— YOUR TASK —
Please copy out the lines in the entries that contain "opened".

— DATASET EXCERPTS —
::::

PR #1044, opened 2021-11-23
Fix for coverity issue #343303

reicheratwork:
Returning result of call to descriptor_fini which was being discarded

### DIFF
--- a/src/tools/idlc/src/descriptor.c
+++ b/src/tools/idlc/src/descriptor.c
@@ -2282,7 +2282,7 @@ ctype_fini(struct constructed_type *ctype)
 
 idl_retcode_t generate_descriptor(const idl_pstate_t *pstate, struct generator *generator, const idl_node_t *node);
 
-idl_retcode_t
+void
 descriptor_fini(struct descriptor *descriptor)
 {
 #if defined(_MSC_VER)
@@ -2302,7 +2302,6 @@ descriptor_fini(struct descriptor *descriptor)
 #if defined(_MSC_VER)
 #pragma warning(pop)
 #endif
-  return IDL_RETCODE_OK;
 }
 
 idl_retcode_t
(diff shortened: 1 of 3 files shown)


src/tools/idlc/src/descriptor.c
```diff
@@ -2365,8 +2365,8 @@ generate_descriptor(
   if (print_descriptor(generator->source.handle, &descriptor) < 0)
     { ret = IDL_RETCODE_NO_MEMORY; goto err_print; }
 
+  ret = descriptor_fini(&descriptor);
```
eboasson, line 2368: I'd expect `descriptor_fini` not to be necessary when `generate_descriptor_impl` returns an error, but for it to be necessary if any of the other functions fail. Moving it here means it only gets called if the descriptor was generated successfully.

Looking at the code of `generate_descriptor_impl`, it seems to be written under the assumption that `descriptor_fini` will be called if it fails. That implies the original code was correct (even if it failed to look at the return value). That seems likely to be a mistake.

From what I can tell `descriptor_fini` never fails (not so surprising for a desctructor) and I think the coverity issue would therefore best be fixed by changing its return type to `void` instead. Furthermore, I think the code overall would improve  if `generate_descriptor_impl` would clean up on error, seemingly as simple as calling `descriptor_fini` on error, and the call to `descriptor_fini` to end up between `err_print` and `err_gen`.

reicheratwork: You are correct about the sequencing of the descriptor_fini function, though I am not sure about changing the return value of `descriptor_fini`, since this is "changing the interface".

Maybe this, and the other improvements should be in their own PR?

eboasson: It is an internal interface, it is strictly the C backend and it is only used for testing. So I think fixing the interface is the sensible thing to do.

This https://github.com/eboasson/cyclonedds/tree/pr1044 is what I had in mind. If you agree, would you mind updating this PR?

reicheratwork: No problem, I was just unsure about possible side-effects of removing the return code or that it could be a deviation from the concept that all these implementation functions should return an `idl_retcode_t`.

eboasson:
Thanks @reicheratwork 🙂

::::

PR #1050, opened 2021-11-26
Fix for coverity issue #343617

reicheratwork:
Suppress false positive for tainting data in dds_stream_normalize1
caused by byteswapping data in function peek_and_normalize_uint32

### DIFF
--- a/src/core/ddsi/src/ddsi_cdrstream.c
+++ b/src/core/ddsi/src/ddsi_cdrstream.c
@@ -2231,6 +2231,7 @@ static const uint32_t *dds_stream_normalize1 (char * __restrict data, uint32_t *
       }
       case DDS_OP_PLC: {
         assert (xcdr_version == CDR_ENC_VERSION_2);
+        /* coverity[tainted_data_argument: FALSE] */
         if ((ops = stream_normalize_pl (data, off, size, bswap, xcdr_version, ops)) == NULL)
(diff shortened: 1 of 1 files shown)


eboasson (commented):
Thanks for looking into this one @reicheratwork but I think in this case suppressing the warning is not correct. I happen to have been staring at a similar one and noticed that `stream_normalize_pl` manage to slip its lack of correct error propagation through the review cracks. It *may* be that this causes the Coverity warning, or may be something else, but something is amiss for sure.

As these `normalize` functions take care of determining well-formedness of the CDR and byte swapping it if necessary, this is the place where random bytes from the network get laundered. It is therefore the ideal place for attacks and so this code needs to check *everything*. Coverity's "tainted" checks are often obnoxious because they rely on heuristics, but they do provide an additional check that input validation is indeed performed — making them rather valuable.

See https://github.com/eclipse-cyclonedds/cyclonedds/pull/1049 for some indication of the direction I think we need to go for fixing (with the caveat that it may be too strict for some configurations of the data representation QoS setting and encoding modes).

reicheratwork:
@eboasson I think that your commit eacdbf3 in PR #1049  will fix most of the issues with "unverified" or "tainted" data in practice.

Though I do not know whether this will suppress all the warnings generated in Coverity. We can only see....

::::

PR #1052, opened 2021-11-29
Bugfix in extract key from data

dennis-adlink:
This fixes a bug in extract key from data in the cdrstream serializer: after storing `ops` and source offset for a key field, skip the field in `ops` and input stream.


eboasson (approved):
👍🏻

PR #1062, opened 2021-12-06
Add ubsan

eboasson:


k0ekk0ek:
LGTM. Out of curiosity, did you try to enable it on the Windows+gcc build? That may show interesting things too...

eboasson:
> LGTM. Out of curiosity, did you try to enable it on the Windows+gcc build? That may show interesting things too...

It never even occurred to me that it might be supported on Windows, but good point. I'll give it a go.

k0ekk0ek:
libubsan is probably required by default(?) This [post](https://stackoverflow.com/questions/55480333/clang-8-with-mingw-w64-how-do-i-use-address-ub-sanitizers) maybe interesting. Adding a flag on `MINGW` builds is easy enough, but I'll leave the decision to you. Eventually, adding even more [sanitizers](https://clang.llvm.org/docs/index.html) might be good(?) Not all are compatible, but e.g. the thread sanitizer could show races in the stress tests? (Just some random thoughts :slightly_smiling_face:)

::::

— SOLUTION TO THE PROBLEM —
PR #1044, opened 2021-11-23
PR #1050, opened 2021-11-26
PR #1052, opened 2021-11-29
PR #1062, opened 2021-12-06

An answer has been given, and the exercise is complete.